## Stored items:
Issue #2907, opened 2016-01-22
Connect to Windows Docker engine


StefanScherer:
Has anybody started to add or think about a docker-machine driver and provisioner for Windows Docker engines?
So anybody can use docker-machine to secure and connect to a Windows Server 2016 TP4 as easy as we are used for a Linux Docker Engine?

Something like:

```
docker-machine create -d generic --generic-winrm-user "administrator" ... dev
docker-machine create -d azure --azure-username "administrator" --azure-winrm-port 5985 ... dev
```

Using WinRM (HTTP/HTTPS) instead of SSH to access the remote Windows Server and put the TLS certs into it and reconfigures the Windows Docker service and other things.
I know that packer has communicators for SSH and WinRM built in Go for provisioning.
Just connecting the dots...

ping @ahmetalpbalkan :smile:

nathanleclaire:
Due to the way the provisioner model currently works, it might not be _too_ crazy to implement such functionality, although it would require re-thinking or papering over some pretty fundamental assumptions (e.g. the presence of SSH).

I have a feeling that the way it will need to be implemented is by having some flags which specifically indicate that it's a Windows machine.  e.g. `--generic-winrm-userpass`.

ahmetalpbalkan:
I don't know much about Windows Server containers, however as Nathan said most of the work probably would be getting the SSH protocol on Windows either by waiting Microsoft to do it (it's happening) or providing a polyfill using WinRM maybe (I don't know how it works at all).

I remember some discussion about this was happening internally too. cc: @jstarks as he is on the windows containers team.

enderb-ms:
Hi @StefanScherer, I'm a PM in the Hyper-V team and I'm actually looking into how we could make this possible. One of the things we're thinking about is maybe we could use [this](http://blogs.technet.com/b/nanoserver/archive/2016/01/07/download-just-nano-server-in-a-vhd-windows-server-2016-technical-preview-4.aspx) as the OS that Docker Machine could pull. If we use Nano, then it would stay as a small download. The repo for the Open SSH in Windows project is [here](https://github.com/PowerShell/Win32-OpenSSH).

Any ideas are appreciated and if you're going to prototype something please let me know. I'll keep posting back here if I find out more about how to make this work.

cc: @dgageot

StefanScherer:
[...]

Issue #3199, opened 2016-03-16
[Azure] Non-interactive way of authenticating with Azure is needed


ppadala:
The new Azure driver uses the device login authentication method, which requires the user to enter a code in a browser and then login with Microsoft OneLogin credentials. Though, this may work for interactive users, scripts or management platforms automating management of Azure VMs using docker-machine need a way to automate this.

@ahmetalpbalkan and I discussed this a little bit at https://github.com/docker/machine/pull/3159#discussion_r55563081. Filing this to track it.

P.S. I also noticed that every time docker-machine is run, the user is asked to enter the code. Can this be avoided by entering only once and caching it for certain number of days (I thought that's what docs suggest)?

ahmetalpbalkan:
@ppadala thanks for filing the issue. We are internally looking for a clean way to provide a credentials file all our CLIs (including docker-machine driver) and SDKs can share. There’s currently no ETA for now, however my intention is to find a solution to this in the short term.

> I also noticed that every time docker-machine is run, the user is asked to enter the code. Can this be avoided by entering only once and caching it for certain number of days

This is actually a bug. I'm currently debugging this with one of users. Normally we refresh the token as it expires (every 1 hour) and we can do this for 15 days, and then user is asked to re-authenticate after that time. So it is a manual operation that ought to happen every 2 weeks.

In your case, are you getting asked to authenticate on every single time you run docker-machine? If so, please open a separate issue, I’d love to debug that.

ppadala:
> In your case, are you getting the authentication prompt every single time you run docker-machine? If so, please open a separate issue, I’d love to debug that.

I am running this on Mac, the browser doesn't open automatically, but I get this message. 

Pradeeps-MacBook-Air-2:machine ppadala$ ./bin/docker-machine -D create -d azure --azure-subscription-id $(cat ~/azure/subid) --azure-os "windows" --azure-image a699494373c04fc0bc8f2bb1389d6106__WindowsServerCore_en-us_TP4_Container_Azure-20151118 vhost-win-test
Docker Machine Version:  0.7.0-dev, build a38276a
Found binary path at ./bin/docker-machine
Launching plugin server for driver azure
Plugin server listening at address 127.0.0.1:57286
() Calling .GetVersion
Using API Version  1
() Calling .SetConfigRaw
() Calling .GetMachineName
(flag-lookup) Calling .GetMachineName
(flag-lookup) Calling .DriverName
(flag-lookup) Calling .GetCreateFlags
[...]

Issue #3062, opened 2016-02-16
implement support for daemon --config-file option (/etc/docker/daemon.json by default)


dweomer:
This is a proposal to simplify the divergence of daemon options persistence across providers by leveraging the new `--config-file` option. Simply put: consistent `DaemonOptionsFile` persistence into the  location specified by `--config-file`.

# Problem
Prior to Docker 1.10 and the advent of the `--config-file` daemon option, all `--engine-*` options passed to `docker-machine create` are persisted in ways specific to the provisioner (unit files for systemd, rc files for upstart, ... whatever suse seems to be doing). The [`--config-file`](https://docs.docker.com/engine/reference/commandline/daemon/#daemon-configuration-file) option allows for us to generate this file in a consistent way across provisioners.

Additionally, any conflict in daemon CLI options with options found in the location specified by `--config-file` will prevent the daemon from reloading and/or starting. This means that if you want to leverage the new [configuration reloading](https://docs.docker.com/engine/reference/commandline/daemon/#configuration-reloading) capabilities of the daemon for nodes provisioned by `docker-machine` you will need to fiddle with them by hand after creation is complete.

# Proposal
Implement first-class support for persisting all daemon options to this new daemon config file. This would mean supporting a new `--engine-*` option implied by such an entry in `commands/create.go`:
```
cli.StringFlag{
	Name:   "engine-config-file",
	Usage:  "Specify Docker Daemon configuration file",
	EnvVar: "ENGINE_CONFIG_FILE",
},
```
With the default value assumed to be overridden by provisioner implementations. This would simplify the template definitions for generic/upstart, systemd, suse, etc such that they would only container the pointer to the daemon configuration file. *More importantly*, this would also for nodes created via `docker-machine` to be able to leverage the new configuration readling feature.

# Corollary: Signalling and/or Configuration Reloading 
Implement something like `docker-machine signal` to send a `SIGHUP` (by default, overridable via switch) to the daemon to easily capitalize on this new functionality.

# Corrollary: `DockerOptionsDir`
If `--engine-config-file` is specified, should the value of DockerOptionsDir be overridden to be the base path of such?

-
###### Yes, this is a shameless attempt to copy @nathanleclaire's proposal format as embodied by #2516

nathanleclaire:
I think that ideally what should be done is to migrate the existing `--engine-*` flags to use the new config file, and pull as much as possible out of the existing service / upstart configuration files.

[...]

PR #3329, opened 2016-04-17
Support for Windows Docker hosts on Azure

ppadala:
Issue #2907.

This pull request adds support for spinning up Windows 2016 servers on Azure. Brief overview of all the steps

1. Spin up a [Windows 2016 TP4 with containers image](https://azure.microsoft.com/en-us/marketplace/partners/microsoft/windowsserver2016technicalpreviewwithcontainers/). 
2. Enable WinRM using deploy template. WinRM is used to execute commands on the VM, once it is up
3. Stop docker-engine
3. Upload certs and keys using WinRM
4. Start docker-engine

Usage: Three new parameters are added to Azure driver

```
--azure-os "linux"			        OS for the Azure VM (Windows|Linux)
--azure-winrm-user "docker-user"	Username for WinRM login [$AZURE_WINRM_USER]
--azure-winrm-password 		        Password for WinRM login [$AZURE_WINRM_PASSWORD]
```

Sample command

```
docker-machine -D create -d azure --azure-subscription-id $(cat ~/azure/subid) --azure-os "windows" --azure-image MicrosoftWindowsServer:WindowsServer:2016-Technical-Preview-with-Containers:2016.0.20151118 --azure-winrm-password "mysecretpassword" vhost-win-test
```


ppadala:
cc @ahmetalpbalkan and @nathanleclaire for comments

drivers/azure/azure.go
```diff
@@ -35,10 +36,13 @@ const (
 	flAzureSubscriptionID  = "azure-subscription-id"
 	flAzureResourceGroup   = "azure-resource-group"
 	flAzureSSHUser         = "azure-ssh-user"
+	flAzureWinRMUser       = "azure-winrm-user"
+	flAzureWinRMPassword   = "azure-winrm-password"
 	flAzureDockerPort      = "azure-docker-port"
 	flAzureLocation        = "azure-location"
 	flAzureSize            = "azure-size"
 	flAzureImage           = "azure-image"
+	flAzureOS              = "azure-os"
```
ahmetalpbalkan: I'd say let's group flags for windows together it'll make it easy to refactor to other drivers tomorrow

drivers/azure/azure.go
```diff
@@ -125,6 +130,18 @@ func (d *Driver) GetCreateFlags() []mcnflag.Flag {
 			EnvVar: "AZURE_SSH_USER",
 			Value:  defaultSSHUser,
 		},
+		mcnflag.StringFlag{
+			Name:   flAzureWinRMUser,
+			Usage:  "Username for WinRM login",
```
ahmetalpbalkan: let's prefix Usage for all new flags with `(Windows-only)` otherwise it'll be kind of confusing to linux machine users

drivers/azure/azure.go
```diff
@@ -233,6 +257,11 @@ func (d *Driver) SetConfigFromFlags(fl drivers.DriverOptions) error {
 	d.NoPublicIP = fl.Bool(flAzureNoPublicIP)
 	d.StaticPublicIP = fl.Bool(flAzureStaticPublicIP)
 	d.DockerPort = fl.Int(flAzureDockerPort)
+	d.OS = fl.String(flAzureOS)
+	if d.OS == "windows" {
+		// Open WinRM port
+		d.OpenPorts = append(d.OpenPorts, "5986")
```
ahmetalpbalkan: I suggest doing this in `getSecurityRules` method. https://github.com/docker/machine/blob/9718d6c266a767d09cc7521370d5a49c7307d596/drivers/azure/util.go#L73 so that you can give it a proper name

drivers/azure/azureutil/azureutil.go
```diff
@@ -159,6 +160,9 @@ func (a AzureClient) CreatePublicIPAddress(ctx *DeploymentContext, resourceGroup
 			Location: to.StringPtr(location),
 			Properties: &network.PublicIPAddressPropertiesFormat{
 				PublicIPAllocationMethod: ipType,
+				DNSSettings: &network.PublicIPAddressDNSSettings{
+					DomainNameLabel: to.StringPtr(name),
```
ahmetalpbalkan: why do you need to add a FQDN? if the ip-name is taken "globally" this will fail. For instance if two of us ask for a machine named foo in westus, one of us will get a failure because FQDN is used. That'll just surface more errors to the users, unless you need a FQDN, let's avoid it.

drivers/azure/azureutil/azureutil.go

## Directions:
Among the entries above, find the line with "Has anybody started" and the line with "Using WinRM (HTTP/HTTPS)"; give again exactly these two lines and all lines between them.

## Answer box:
Has anybody started to add or think about a docker-machine driver and provisioner for Windows Docker engines?
So anybody can use docker-machine to secure and connect to a Windows Server 2016 TP4 as easy as we are used for a Linux Docker Engine?

Something like:

```
docker-machine create -d generic --generic-winrm-user "administrator" ... dev
docker-machine create -d azure --azure-username "administrator" --azure-winrm-port 5985 ... dev
```

Using WinRM (HTTP/HTTPS) instead of SSH to access the remote Windows Server and put the TLS certs into it and reconfigures the Windows Docker service and other things.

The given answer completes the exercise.